* _Collected data_:
*** Begin section ***
PR #179, opened 2016-11-17
Openstack dynamic inventory: store and detect SSH proxy (IDR-0.3.0)

manics:
Use optional metadata properties on OpenStack instances to:
1. Automatically set an SSH proxy host
   - If the env-var `OS_PROXY_DISCOVER=1` and property `ssh_proxy_host` is set on the instance:
     - `ssh_proxy_host=proxy` indicates this instance should be used as a SSH proxy for any instances connected to the same network
     - `ssh_proxy_host=required` means attempt to find an instance on the same network with `ssh_proxy_host=proxy` and if found set the host-variable `ansible_ssh_common_args` with `ProxyCommand`, unless that hostvar already has a value.
   - The env-var is required to avoid surprising people who use this dynamic inventory without being aware of the extra features.
2. Return networks in the original order
   - The OpenStack dynamic inventory returns the list of networks that an instance is attached to as a dictionary, so it is not possible to retrieve the order that the networks were defined as at creation time. If the property `network_order` is set then this must be a comma separated list of network names in order.

Use in conjunction with changes to `roles/openstack-idr-instances` in https://github.com/openmicroscopy/infrastructure/pull/177

### DIFF
--- a/ansible/inventory/openstack-private.py
+++ b/ansible/inventory/openstack-private.py
@@ -132,6 +132,51 @@ def append_hostvars(hostvars, groups, key, server, namegroup=False):
         groups[group].append(key)
 
 
+def is_ssh_proxy_host(server, network):
+    """
+    Checks the metadata to see if this is an SSH proxy host.
+    If it also has a floating IP then return this, otherwise return None.
+    """
+    try:
+        if not server['openstack']['metadata']['is_ssh_proxy_host']:
+            return
+    except KeyError:
+        return
+
+    for port in server['openstack']['addresses'][network]:
+        if port['OS-EXT-IPS:type'] == 'floating':
+            return port['addr']
+
+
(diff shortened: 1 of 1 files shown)


joshmoore:
Initial testing (using `-i inventory/openstack-private.py` for provisioning) worked well and certainly fixed the issue I was having. I *didn't* test *any* of the other possible workflows.

joshmoore:
@manics : you mentioned something not throwing that you expected to throw. How would you like to handle this with regard to this PR?

manics:
I think that was due to an Ansible ssh related variable which was defined in a group-vars file (I subsequently removed it in another PR)

joshmoore:
Kk. Merging as a general improvement, but we'll still all need to be a bit careful about running against multiple clouds, etc.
*** End section ***
* _ASSIGNED TASK_:
List every line above that contains the word "private".

* _SOLUTION TO THIS TASK_:
--- a/ansible/inventory/openstack-private.py
+++ b/ansible/inventory/openstack-private.py
Initial testing (using `-i inventory/openstack-private.py` for provisioning) worked well and certainly fixed the issue I was having. I *didn't* test *any* of the other possible workflows.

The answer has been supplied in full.